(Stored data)

****************

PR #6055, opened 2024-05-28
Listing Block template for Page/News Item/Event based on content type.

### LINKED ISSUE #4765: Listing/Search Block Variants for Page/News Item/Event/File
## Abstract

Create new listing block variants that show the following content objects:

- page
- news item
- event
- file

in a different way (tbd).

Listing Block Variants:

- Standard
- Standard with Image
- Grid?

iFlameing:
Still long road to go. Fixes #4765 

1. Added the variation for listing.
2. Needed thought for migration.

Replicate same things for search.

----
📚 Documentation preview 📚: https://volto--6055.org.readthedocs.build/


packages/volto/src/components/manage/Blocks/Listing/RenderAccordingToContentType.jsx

****************

— EXERCISE OBJECTIVE —
Nothing from before the line containing "### LINKED ISSUE" should appear; copy that line and each one after it through the last line of the entries, exactly.

— RESULT —
### LINKED ISSUE #4765: Listing/Search Block Variants for Page/News Item/Event/File
## Abstract

Create new listing block variants that show the following content objects:

- page
- news item
- event
- file

in a different way (tbd).

Listing Block Variants:

- Standard
- Standard with Image
- Grid?

iFlameing:
Still long road to go. Fixes #4765 

1. Added the variation for listing.
2. Needed thought for migration.

Replicate same things for search.

----
📚 Documentation preview 📚: https://volto--6055.org.readthedocs.build/


packages/volto/src/components/manage/Blocks/Listing/RenderAccordingToContentType.jsx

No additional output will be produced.